Desdemona is an inner satellite of Uranus. It was discovered from the images taken by Voyager 2 on 13 January 1986, and was given the temporary designation S/1986 U 6. Desdemona is named after the wife of Othello in William Shakespeare's play Othello. It is also designated Uranus X.

Desdemona belongs to the Portia group of satellites, which also includes Bianca, Cressida, Juliet, Portia, Rosalind, Cupid, Belinda, and Perdita. These satellites have similar orbits and photometric properties. Other than its orbit, size of 90 × 54 km, and geometric albedo of 0.084, little is known about Desdemona.

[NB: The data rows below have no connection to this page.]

PR #1884, opened 2023-06-08
Accept shape in ``c_p_pointer`` if target is an array

czgdp1807:
Also, all types under `Pointer` should be of deferred shape. The same rule as Fortran.


certik:
I will investigate this later today how Fortran does it. We definitely want this feature, but we might also want to allow setting the size using a function argument (as it was before), so let me investigate first and I'll post here later.

certik (approved):
I think this looks great.

I didn't realize before that you just shifted the dimension/shape from the type to an argument, which is better.

Thanks!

In Voyager 2 imagery, Desdemona appears as an elongated object, with its major axis pointing towards Uranus. The ratio of axes of Desdemona's prolate spheroid is 0.6 ± 0.2. Its surface is grey in color.

Desdemona may collide with one of its neighboring moons Cressida or Juliet within the next 100 million years.